*** Opening of EXERCISE INPUT ***

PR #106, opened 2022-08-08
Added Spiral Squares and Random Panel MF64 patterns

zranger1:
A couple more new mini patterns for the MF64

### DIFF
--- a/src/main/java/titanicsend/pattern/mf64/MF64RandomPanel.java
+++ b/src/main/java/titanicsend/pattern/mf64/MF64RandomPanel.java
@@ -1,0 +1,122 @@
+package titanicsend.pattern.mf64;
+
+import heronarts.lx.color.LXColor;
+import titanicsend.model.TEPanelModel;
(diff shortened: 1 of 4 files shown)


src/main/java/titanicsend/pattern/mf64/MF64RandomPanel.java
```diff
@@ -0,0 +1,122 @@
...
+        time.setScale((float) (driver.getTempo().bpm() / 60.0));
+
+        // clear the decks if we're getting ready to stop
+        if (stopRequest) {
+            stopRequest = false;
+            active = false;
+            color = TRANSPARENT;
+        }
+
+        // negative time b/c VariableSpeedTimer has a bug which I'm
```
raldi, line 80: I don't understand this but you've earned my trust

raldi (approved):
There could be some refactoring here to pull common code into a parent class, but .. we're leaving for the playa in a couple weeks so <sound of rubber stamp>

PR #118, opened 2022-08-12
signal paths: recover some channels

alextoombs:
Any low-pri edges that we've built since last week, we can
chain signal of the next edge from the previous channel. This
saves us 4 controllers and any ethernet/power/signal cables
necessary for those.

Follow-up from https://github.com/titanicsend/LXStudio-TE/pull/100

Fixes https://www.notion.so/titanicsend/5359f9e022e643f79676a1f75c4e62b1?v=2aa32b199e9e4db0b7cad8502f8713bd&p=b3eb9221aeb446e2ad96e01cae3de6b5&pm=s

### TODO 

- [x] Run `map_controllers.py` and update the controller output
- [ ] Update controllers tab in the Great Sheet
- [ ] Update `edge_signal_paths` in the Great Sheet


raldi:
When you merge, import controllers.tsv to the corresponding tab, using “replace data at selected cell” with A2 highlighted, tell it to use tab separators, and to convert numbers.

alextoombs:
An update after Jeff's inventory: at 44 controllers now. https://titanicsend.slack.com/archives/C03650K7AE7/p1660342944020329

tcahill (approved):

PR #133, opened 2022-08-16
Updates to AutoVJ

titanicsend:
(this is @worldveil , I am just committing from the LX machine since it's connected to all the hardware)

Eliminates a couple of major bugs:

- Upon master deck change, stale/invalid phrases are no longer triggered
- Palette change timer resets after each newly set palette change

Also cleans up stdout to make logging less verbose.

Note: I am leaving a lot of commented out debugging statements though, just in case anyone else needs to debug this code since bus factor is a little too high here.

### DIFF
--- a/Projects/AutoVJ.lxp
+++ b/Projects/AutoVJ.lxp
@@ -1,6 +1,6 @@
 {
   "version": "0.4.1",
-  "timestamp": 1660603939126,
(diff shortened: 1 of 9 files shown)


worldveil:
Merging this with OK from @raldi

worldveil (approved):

*** Close of EXERCISE INPUT ***

### YOUR ASSIGNMENT
The records above must be written out again exactly.

### RESPONSE AREA
PR #106, opened 2022-08-08
Added Spiral Squares and Random Panel MF64 patterns

zranger1:
A couple more new mini patterns for the MF64

### DIFF
--- a/src/main/java/titanicsend/pattern/mf64/MF64RandomPanel.java
+++ b/src/main/java/titanicsend/pattern/mf64/MF64RandomPanel.java
@@ -1,0 +1,122 @@
+package titanicsend.pattern.mf64;
+
+import heronarts.lx.color.LXColor;
+import titanicsend.model.TEPanelModel;
(diff shortened: 1 of 4 files shown)


src/main/java/titanicsend/pattern/mf64/MF64RandomPanel.java
```diff
@@ -0,0 +1,122 @@
...
+        time.setScale((float) (driver.getTempo().bpm() / 60.0));
+
+        // clear the decks if we're getting ready to stop
+        if (stopRequest) {
+            stopRequest = false;
+            active = false;
+            color = TRANSPARENT;
+        }
+
+        // negative time b/c VariableSpeedTimer has a bug which I'm
```
raldi, line 80: I don't understand this but you've earned my trust

raldi (approved):
There could be some refactoring here to pull common code into a parent class, but .. we're leaving for the playa in a couple weeks so <sound of rubber stamp>

PR #118, opened 2022-08-12
signal paths: recover some channels

alextoombs:
Any low-pri edges that we've built since last week, we can
chain signal of the next edge from the previous channel. This
saves us 4 controllers and any ethernet/power/signal cables
necessary for those.

Follow-up from https://github.com/titanicsend/LXStudio-TE/pull/100

Fixes https://www.notion.so/titanicsend/5359f9e022e643f79676a1f75c4e62b1?v=2aa32b199e9e4db0b7cad8502f8713bd&p=b3eb9221aeb446e2ad96e01cae3de6b5&pm=s

### TODO 

- [x] Run `map_controllers.py` and update the controller output
- [ ] Update controllers tab in the Great Sheet
- [ ] Update `edge_signal_paths` in the Great Sheet


raldi:
When you merge, import controllers.tsv to the corresponding tab, using “replace data at selected cell” with A2 highlighted, tell it to use tab separators, and to convert numbers.

alextoombs:
An update after Jeff's inventory: at 44 controllers now. https://titanicsend.slack.com/archives/C03650K7AE7/p1660342944020329

tcahill (approved):

PR #133, opened 2022-08-16
Updates to AutoVJ

titanicsend:
(this is @worldveil , I am just committing from the LX machine since it's connected to all the hardware)

Eliminates a couple of major bugs:

- Upon master deck change, stale/invalid phrases are no longer triggered
- Palette change timer resets after each newly set palette change

Also cleans up stdout to make logging less verbose.

Note: I am leaving a lot of commented out debugging statements though, just in case anyone else needs to debug this code since bus factor is a little too high here.

### DIFF
--- a/Projects/AutoVJ.lxp
+++ b/Projects/AutoVJ.lxp
@@ -1,6 +1,6 @@
 {
   "version": "0.4.1",
-  "timestamp": 1660603939126,
(diff shortened: 1 of 9 files shown)


worldveil:
Merging this with OK from @raldi

worldveil (approved):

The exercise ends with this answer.